::: RECORDS FOR THE TASK :::

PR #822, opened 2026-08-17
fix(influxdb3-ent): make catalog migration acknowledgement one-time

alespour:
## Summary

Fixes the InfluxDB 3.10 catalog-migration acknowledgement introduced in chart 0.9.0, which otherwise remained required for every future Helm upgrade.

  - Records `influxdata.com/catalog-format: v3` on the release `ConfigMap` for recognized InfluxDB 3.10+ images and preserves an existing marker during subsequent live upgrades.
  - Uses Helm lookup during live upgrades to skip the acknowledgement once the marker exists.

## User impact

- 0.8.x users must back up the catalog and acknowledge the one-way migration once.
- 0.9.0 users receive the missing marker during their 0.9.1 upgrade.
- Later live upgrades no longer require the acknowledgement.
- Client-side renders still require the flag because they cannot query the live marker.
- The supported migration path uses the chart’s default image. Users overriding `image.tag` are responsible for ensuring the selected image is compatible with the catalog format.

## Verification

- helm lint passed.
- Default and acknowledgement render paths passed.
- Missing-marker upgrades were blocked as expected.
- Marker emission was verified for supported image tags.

:::

Repeat, without changes, every line from the one that contains "- Missing-marker upgrades" through the final line of the data.

* **ANSWER FOR THE TASK**:
- Missing-marker upgrades were blocked as expected.
- Marker emission was verified for supported image tags.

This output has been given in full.